PR #984, opened 2025-08-05
gh-948: Lua API to retrieve extended user data from menu items.

MKadaner:
## Summary
Added Lua API `T=Menu.GetItemExtendedData([N])` and a new macro `Edit.SyncEditorAndFindAllMenu.lua` demonstrating usage of this API.

 
## References
- gh-948

## Checklist
- [X] I have discussed this with project maintainers [on the forum](https://forum.farmanager.com/viewtopic.php?p=180360#p180360)<br/>

## Details
The second attempt to provide proper support for the script [Синхронизация редактора с результатами поиска (Show All)](https://forum.farmanager.com/viewtopic.php?t=11977). With this API, the script should become substantially simpler.

When this script is updated to take advantage of this API, I will remove the fixed columns with the line and the position of the found pattern from the Find All menu items. We briefly discussed this idea [on the forum](https://forum.farmanager.com/viewtopic.php?p=180414#p180414).

This PR is ready for review.


MKadaner:
Hi @shmuz, could you please help me here?

I added a new Lua function `Menu.UserData(N)` which retrieves a typed element of menu item's complex user data. The difference from the existing `DM_LISTGETDATA(SIZE)` plugin API is that the call reaches directly the owner of the complex user data (in this case `Editor`) which actually knows what the data is and can return a meaningful data element instead of an opaque byte buffer.

I am experimenting with this new function in the following Lua script (adopted from [Синхронизация редактора с результатами поиска](https://forum.farmanager.com/viewtopic.php?t=11977).

<details>

<summary>EditorFindAllList.lua</summary>

```Lua

local HighlightColor = 0x5f
local FindAllListSyncId = "8564FC78-88C0-4044-9EB2-2FD345B52936"

local F = far.Flags
local EditorFindAllListId = win.Uuid(far.Guids.EditorFindAllListId)

local EditorInfo = nil
local HighlightedText = nil
local FirstDraw = true

local function DelColor()
  if HighlightedText then
    editor.DelColor(EditorInfo.EditorID, HighlightedText.Line, HighlightedText.Pos, FindAllListSyncId)
    HighlightedText = nil
  end
end

local function PositionEditor()
  editor.SetPosition(EditorInfo.EditorID,
                     HighlightedText.Line,
                     HighlightedText.Pos,
                     nil, -- CurTabPos
                     HighlightedText.Line - 1,
                     0) -- LeftPos
end

local function HighlighText()
  DelColor()
  HighlightedText = { Line = Menu.UserData(0), Pos = Menu.UserData(1), Len = Menu.UserData(2) }

--  far.Message(HighlightedText.Line, "HighlighText") -- !!!!

  editor.AddColor(EditorInfo.EditorID,
                  HighlightedText.Line,
                  HighlightedText.Pos,
                  HighlightedText.Pos + HighlightedText.Len - 1,
                  F.ECF_NONE,
                  HighlightColor,
                  nil, -- Priority
                  FindAllListSyncId)
  PositionEditor()
  editor.Redraw(EditorInfo.EditorID);
end

local function OnInitDialog()
  EditorInfo = editor.GetInfo(nil)

--  far.Message(EditorInfo.EditorID, "OnInitDialog") -- !!!!

  HighlighText()
end

local function OnDrawDialogDone()

--  far.Message(EditorInfo.EditorID, "OnDrawDialogDone") -- !!!!

  if Menu.UserData(0) > 0 and FirstDraw then
    FirstDraw = false
    HighlighText()
  end
end

local function OnListChange()
  HighlighText()
end

local function OnCloseDialog(FarDialogEvent)
  if (EditorInfo) then
    DelColor()
    if FarDialogEvent and FarDialogEvent.Param1 ~= 1 then
      editor.SetPosition(EditorInfo.EditorID, EditorInfo)
      editor.Redraw(EditorInfo.EditorID);
    end
  end
end

Event {
  description="Sychronize editor with the Find All menu";
  group="DialogEvent";
  condition = function(Event, FarDialogEvent)
    if Event ~= F.DE_DLGPROCEND then return false end
    local DialogInfo = FarDialogEvent.hDlg:send(F.DM_GETDIALOGINFO)

--    if FarDialogEvent.Msg == F.DN_DRAWDIALOGDONE then
--      far.Message(DialogInfo and DialogInfo.Id, "DialogEvent") -- !!!!
--    end

    return DialogInfo and DialogInfo.Id == EditorFindAllListId
  end;
  action = function(Event, FarDialogEvent)
    if     FarDialogEvent.Msg == F.DN_INITDIALOG     then OnInitDialog()
    elseif FarDialogEvent.Msg == F.DN_DRAWDIALOGDONE then OnDrawDialogDone()
    elseif FarDialogEvent.Msg == F.DN_LISTCHANGE     then OnListChange()
    elseif FarDialogEvent.Msg == F.DN_CLOSE          then OnCloseDialog()
    end
  end;
}
```

</details>

Everything works fine, except for when I call `Menu.UserData(N)` from the `DN_INITDIALOG` handler, the `VMenu2` dialog is not yet on the screen, so `MCODE_F_MENU_USERDATA` is dropped on the floor.

It looks like the right solution is to add a new `DM_LISTXXX` plugin API with the same functionality (given that, for example, `DM_LISTGETITEM` works in `DN_INITDIALOG` handler). However, I am not sure about the signature of this new API.

I want this API to be more or less generic and support data elements of different types. To Lua code, I could return an array of values of appropriate types, integers or strings (by the way, how to return a Lua array?) Plugin API seems to be more rigid, so the interpretation of the data rests with the calling plugin rather than supported by the type system. What is the right way to convey data type of the result of a Plugin API call? Is this question even meaningful?

I would appreciate if you draft the proper implementation or point me to an existing example.

Or maybe this problem should be solved in a completely different way?

shmuz:
@MKadaner please check your personal messages on the forum.

alabuzhev:
@MKadaner, could you please explain the concept a little more?
User data usually makes sense exclusively to its owner, to everyone else it is opaque by definition and is not something to touch or even observe. Peeking into it sounds suspicious.

MKadaner:
@alabuzhev, let me try to explain.

The solution drafted here does not allow peeking into "user data" associated with menu items. This data is indeed an implementation detail and should not be exposed. The central idea in my proposal is an optional callback deliberately registered by the owner of a menu. It should be registered only by such owners who can and want to provide their clients (scripts) with a contract going beyond the standard `VMenu` API.

Unfortunately, the function name used in this draft is a misnomer. As @shmuz and I discussed offline, it should be called `Menu.GetItemExtendedData` or something on these lines. It emphatically returns _not_ the user data stored by the owner along with the menu item. It is something which the owner is willing to provide to whoever may be interested. With this interpretation, the owner implicitly guarantees that (a) the data make some sense to the client in the context of this menu and (b) the contract is binding, i.e., the clients can depend on the types and semantics even if the internal implementation changes.

Please think of the Editor which created Find All menu. Incidentally, for now this is the only `VMenu` owner who uses any interesting information beyond menu item text. The Editor (and Editor only) registers the callback, thus promising to return, for a given menu item, the coordinates (in the file) of the found pattern featured in this menu item. It returns (to a Lua script) the line, position, and the length of the found pattern. These values have nothing to do with the `ComplexUserData` stored in the item. The Editor can change the way it internally stores the found coordinates (for example, it can use `Annotations` array to return position and length) and still maintain the external contract.

On the other hand, these values have very clear meaning in the context of the Find All menu. A script can use them, for example, to synchronize the Editor with the menu as the user switches between menu items. I am going to add such script (which is based on the existing one mentioned in the PR description) to Far installation. With the new API, the script will be reasonably simple and maintainable, and, as we know, it is actually used by some users. (I personally somewhat like the feature, though as usual I would prefer it being implemented natively).

Below is the draft description of this new Lua function. I hope it also helps understanding the concept.

> Эта функция возвращает дополнительные данные, связанные с указанным (или текущим) элементом меню. Количество и типы возвращаемых значений зависят от меню, для которого эта функция вызвана. Например, для меню всех вхождений образца поиска во встроенном редакторе возвращается три числа: номер строки в исходном файле, где найден образец, позиция образца в строке и длина найденного образца.

Did I manage to explain? I'll be happy to answer more questions if needed.

alabuzhev:
@MKadaner thanks, it makes more sense now.

> Unfortunately, the function name used in this draft is a misnomer

Maybe rename it then to extended information or something like that?

MKadaner:
> Maybe rename it then to extended information or something like that?

Doing exactly that. It's a draft. So far, I am getting the functionality right (and fighting some compilation issues.)

BTW, please look at the compiler errors in the latest build. The simplest way to fix them would be to `#include "vmenu.hpp"` into `vmenu2.hpp`. Technically, it will introduce an extra dependency. Practically, `vmenu.hpp` is already included everywhere where `vmenu2.hpp` is needed anyway.

What do you think? If you are OK with this, I'll effect it in a separate PR.

alabuzhev:
> compiler errors in the latest build

does RegisterExtendedDataProvider have to be a template (and thus in the header)?

MKadaner:
> does RegisterExtendedDataProvider have to be a template (and thus in the header)?

I am passing a lambda. Also, the callback type is defined in `vmenu.h`, but where I register it, I want to call a method of `VMenu2`, because it is handy. I can:

- Remove this method from `VMenu2` and register directly with `VMenu`.
- Move `extended_data_provider` definition to `VMenu2`.
- Suppress error with `if constexpr (requres ...)`
- Something else?

far/vmenu2.hpp
```diff
@@ -117,6 +117,12 @@ class VMenu2 final: public Dialog
 		return std::any_cast<T>(GetComplexUserData(Position));
 	}
 
+	template<class F, class M = VMenu>
```
MKadaner: See https://github.com/llvm/llvm-project/issues/115547. Is it related?
Also, https://godbolt.org/z/59ehn1jr9

MKadaner: This issue is moot. I removed the function from `VMenu2`.

MKadaner:
@shmuz, could you please look at the API implementation, the macro, and the related changes?

@alabuzhev, could you please review? It should make much more sense now. It is large. Technically, I could split it into API implementation and the macro, but I think that the API without the macro to test it is difficult to review.

far/editor.cpp
```diff
@@ -3471,6 +3471,16 @@ namespace
 				},
 				small_segment::ray(ItemTextStart)
 			);
+			m_Menu->ListBox().RegisterExtendedDataProvider([](const menu_item_ex& Item)
+				{
+					const auto Coord{ std::any_cast<FindCoord>(Item.ComplexUserData) };
+
+					return VMenu::extended_item_data{
+						{ L"Line", Coord.Line + 1 },
+						{ L"Position", Coord.Pos + 1 },
```
alabuzhev, line 3480: Why do we have `+ 1` here?
Is this about Lua using 1-based indexing / a general convention in legacy macros / both?

enc/enc_rus/meta/macro/macrocmd/prop_func/menus.html
```diff
@@ -207,6 +207,22 @@ <h2>Функции</h2>
        </table>
     </td>
   </tr>
+  <tr>
+    <td>T=<dfn><a name="menu.getitemextendeddata">menu.getitemextendeddata</a></dfn>([Pos])</td>
+    <td><p>Возвращает таблицу с дополнительными данными, связанными с указанным (<var>Pos</var>) или текущим (если <var>Pos</var> не указан) элементом меню.</p>
+      <p>Если текущий "объект" не меню или позиция <var>Pos</var> не валидна (меньше или равно 0 или больше количества пунктов в меню), то возвращается <var>nil</var>.</p>
```
alabuzhev: `равно` -> `равна` probably?
It's about position, which is feminine in this context.

far/editor.cpp
shmuz: > Is this about Lua using 1-based indexing / a general convention in legacy macros / both?

Both. And not only in legacy macros but also in LuaFAR API.

enc/enc_rus/meta/macro/macrocmd/prop_func/menus.html
johnd0e: > (`<= 0` или `>` количества пунктов в меню)

MKadaner: > `равно` -> `равна` probably?

Probably... I checked with a Russian grammar expert and improved both sentences according to the suggestion. Please see if you like it.

MKadaner:
Thank you.

enc/enc_rus/meta/macro/macrocmd/prop_func/menus.html
shmuz: @MKadaner 
The description of this function in the Encyclopedia is incomplete.
1. The hDlg parameter is missing
2. The function returns nil also in the case the menu does not have extended data

P.S.
I see you added the hDlg parameter description in [this](https://github.com/FarGroup/FarManager/pull/1024) pull request.
I would recommend to make a separate pull request related to this function's documentation.

MKadaner: @shmuz

I moved the description of `hDlg` parameter to a separate PR #1045.

Please have a look.

shmuz: @MKadaner 
Merged, thank you.

MKadaner: Thank you, @shmuz, appreciated.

- _Exercise brief_
Every line above from the line with "far/vmenu2.hpp" to the line with "the related changes?", both included, must be reproduced exactly, and no other line may appear.

- _Result of the exercise_
far/vmenu2.hpp
```diff
@@ -117,6 +117,12 @@ class VMenu2 final: public Dialog
 		return std::any_cast<T>(GetComplexUserData(Position));
 	}
 
+	template<class F, class M = VMenu>
```
MKadaner: See https://github.com/llvm/llvm-project/issues/115547. Is it related?
Also, https://godbolt.org/z/59ehn1jr9

MKadaner: This issue is moot. I removed the function from `VMenu2`.

MKadaner:
@shmuz, could you please look at the API implementation, the macro, and the related changes?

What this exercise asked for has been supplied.